◆ **Source data**
--------------------------------

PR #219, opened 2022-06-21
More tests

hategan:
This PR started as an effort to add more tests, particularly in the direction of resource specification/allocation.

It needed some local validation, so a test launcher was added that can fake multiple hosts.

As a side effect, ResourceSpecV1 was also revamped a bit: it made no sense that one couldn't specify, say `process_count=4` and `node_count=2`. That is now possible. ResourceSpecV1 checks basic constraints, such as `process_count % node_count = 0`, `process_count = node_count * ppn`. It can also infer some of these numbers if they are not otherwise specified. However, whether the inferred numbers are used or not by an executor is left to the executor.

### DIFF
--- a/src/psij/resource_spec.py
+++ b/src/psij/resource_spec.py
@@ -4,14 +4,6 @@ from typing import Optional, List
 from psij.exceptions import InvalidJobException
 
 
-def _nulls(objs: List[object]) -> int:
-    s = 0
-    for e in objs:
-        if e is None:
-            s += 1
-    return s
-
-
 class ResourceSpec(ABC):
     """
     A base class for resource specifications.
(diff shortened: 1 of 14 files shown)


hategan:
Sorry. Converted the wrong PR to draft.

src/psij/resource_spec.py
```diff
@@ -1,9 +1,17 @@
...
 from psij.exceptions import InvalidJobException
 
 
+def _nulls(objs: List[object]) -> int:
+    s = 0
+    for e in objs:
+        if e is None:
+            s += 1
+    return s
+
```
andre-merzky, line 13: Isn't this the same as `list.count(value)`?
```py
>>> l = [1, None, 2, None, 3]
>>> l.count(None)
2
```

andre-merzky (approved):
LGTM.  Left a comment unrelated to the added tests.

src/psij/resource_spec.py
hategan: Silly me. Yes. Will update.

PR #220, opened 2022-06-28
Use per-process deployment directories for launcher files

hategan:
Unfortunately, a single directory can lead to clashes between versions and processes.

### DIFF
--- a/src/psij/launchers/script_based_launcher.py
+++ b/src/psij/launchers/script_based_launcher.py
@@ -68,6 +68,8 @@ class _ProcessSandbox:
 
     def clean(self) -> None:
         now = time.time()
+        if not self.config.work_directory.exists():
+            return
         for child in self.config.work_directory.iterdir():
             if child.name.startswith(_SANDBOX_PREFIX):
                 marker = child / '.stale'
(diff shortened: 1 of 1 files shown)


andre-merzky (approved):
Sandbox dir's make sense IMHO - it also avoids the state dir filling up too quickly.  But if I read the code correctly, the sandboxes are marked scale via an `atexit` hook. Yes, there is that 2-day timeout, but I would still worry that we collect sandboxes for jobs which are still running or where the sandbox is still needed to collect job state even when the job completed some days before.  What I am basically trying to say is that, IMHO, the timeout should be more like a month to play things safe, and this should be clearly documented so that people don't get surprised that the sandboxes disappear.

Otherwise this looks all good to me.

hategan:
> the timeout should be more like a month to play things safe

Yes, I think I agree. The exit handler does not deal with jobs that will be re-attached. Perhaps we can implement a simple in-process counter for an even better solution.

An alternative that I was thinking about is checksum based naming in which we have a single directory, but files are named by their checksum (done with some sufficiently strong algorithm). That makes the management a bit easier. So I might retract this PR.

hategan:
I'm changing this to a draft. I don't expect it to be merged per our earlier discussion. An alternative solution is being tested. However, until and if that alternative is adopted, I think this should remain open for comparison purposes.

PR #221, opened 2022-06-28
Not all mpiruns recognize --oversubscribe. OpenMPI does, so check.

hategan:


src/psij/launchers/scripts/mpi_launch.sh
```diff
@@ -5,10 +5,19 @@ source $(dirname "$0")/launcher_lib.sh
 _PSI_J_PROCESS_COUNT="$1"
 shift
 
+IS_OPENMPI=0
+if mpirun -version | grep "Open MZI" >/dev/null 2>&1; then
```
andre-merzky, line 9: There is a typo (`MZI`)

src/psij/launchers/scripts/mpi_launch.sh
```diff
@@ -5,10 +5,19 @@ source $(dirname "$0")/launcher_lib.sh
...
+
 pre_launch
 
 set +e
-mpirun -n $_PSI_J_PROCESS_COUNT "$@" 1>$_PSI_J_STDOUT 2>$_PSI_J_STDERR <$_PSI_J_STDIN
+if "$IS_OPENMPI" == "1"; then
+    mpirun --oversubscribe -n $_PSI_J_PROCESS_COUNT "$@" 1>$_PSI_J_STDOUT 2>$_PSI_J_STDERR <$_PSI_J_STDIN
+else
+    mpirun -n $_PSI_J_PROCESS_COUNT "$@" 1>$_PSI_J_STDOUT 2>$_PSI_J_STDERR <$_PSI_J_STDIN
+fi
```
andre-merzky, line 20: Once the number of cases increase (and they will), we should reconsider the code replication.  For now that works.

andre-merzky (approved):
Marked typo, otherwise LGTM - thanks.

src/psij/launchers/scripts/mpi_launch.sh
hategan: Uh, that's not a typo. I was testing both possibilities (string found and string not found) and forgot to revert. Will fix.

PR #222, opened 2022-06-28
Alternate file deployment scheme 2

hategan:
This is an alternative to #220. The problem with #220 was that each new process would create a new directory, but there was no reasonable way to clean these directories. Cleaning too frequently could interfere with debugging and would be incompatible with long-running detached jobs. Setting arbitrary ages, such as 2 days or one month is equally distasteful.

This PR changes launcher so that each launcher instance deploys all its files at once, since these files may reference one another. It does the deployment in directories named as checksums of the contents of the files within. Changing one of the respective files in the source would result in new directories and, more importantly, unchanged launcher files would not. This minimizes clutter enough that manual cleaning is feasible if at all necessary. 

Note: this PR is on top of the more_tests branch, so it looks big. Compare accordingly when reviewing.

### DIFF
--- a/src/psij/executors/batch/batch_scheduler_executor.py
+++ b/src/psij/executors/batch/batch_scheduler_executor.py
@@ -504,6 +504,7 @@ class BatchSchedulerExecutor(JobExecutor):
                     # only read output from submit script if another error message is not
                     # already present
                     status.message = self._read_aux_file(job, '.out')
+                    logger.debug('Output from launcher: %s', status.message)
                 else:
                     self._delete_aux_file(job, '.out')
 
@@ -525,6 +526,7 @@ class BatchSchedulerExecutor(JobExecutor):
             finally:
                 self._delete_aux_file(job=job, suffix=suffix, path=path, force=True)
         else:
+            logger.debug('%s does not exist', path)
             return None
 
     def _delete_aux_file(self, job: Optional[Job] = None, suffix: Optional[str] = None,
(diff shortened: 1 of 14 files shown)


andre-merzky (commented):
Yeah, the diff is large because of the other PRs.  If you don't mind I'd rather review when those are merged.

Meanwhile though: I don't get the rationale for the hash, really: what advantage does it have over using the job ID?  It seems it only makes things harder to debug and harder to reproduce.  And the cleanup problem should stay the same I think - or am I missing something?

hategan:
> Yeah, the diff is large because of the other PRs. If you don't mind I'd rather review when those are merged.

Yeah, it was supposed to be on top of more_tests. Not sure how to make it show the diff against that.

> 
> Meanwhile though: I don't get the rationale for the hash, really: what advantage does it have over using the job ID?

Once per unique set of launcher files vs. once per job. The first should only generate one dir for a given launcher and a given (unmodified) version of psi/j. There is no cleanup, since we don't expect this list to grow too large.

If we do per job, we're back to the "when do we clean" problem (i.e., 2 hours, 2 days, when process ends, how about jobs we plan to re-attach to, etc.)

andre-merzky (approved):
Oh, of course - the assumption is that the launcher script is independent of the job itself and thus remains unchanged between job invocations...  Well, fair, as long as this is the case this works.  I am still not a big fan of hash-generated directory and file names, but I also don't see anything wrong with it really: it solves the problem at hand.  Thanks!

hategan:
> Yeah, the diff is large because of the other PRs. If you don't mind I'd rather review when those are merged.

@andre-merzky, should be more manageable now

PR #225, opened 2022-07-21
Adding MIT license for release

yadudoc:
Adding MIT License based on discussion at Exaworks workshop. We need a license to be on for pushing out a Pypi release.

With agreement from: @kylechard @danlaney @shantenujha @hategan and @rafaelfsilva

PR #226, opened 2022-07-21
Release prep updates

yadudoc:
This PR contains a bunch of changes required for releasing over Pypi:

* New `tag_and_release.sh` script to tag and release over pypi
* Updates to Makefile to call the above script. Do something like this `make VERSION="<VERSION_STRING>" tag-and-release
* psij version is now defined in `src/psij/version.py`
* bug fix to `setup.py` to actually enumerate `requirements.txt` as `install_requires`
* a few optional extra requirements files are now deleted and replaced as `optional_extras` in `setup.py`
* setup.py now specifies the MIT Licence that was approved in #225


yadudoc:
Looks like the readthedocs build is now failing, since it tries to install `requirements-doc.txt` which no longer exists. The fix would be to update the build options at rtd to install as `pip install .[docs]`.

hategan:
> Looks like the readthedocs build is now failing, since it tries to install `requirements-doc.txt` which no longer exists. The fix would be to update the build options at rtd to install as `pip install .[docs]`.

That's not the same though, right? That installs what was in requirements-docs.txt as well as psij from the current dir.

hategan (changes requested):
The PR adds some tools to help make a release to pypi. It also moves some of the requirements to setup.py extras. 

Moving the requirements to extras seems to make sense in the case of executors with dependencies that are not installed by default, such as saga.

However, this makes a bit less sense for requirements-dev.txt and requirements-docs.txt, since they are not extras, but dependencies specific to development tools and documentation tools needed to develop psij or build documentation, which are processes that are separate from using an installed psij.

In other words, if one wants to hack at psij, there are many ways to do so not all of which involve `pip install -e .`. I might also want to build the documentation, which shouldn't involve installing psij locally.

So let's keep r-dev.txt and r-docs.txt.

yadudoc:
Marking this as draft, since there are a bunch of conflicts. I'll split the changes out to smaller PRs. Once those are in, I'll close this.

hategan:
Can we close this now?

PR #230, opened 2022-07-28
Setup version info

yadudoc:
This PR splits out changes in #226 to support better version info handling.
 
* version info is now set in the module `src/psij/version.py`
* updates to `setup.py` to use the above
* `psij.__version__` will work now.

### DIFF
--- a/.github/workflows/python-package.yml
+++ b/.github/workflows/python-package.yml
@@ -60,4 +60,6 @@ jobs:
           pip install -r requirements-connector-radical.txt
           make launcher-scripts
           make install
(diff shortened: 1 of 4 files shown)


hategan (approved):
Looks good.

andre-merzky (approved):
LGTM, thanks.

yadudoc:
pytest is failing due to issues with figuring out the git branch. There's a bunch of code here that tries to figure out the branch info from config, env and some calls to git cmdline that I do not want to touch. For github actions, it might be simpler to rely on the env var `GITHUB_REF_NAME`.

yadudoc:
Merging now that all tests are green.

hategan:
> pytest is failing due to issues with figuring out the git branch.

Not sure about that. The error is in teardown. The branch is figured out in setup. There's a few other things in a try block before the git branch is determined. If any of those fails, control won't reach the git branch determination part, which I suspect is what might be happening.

--------------------------------

Please return each line of the data above in which the word "shown" occurs.

◆ **Completed task**
(diff shortened: 1 of 14 files shown)
(diff shortened: 1 of 1 files shown)
(diff shortened: 1 of 14 files shown)
(diff shortened: 1 of 4 files shown)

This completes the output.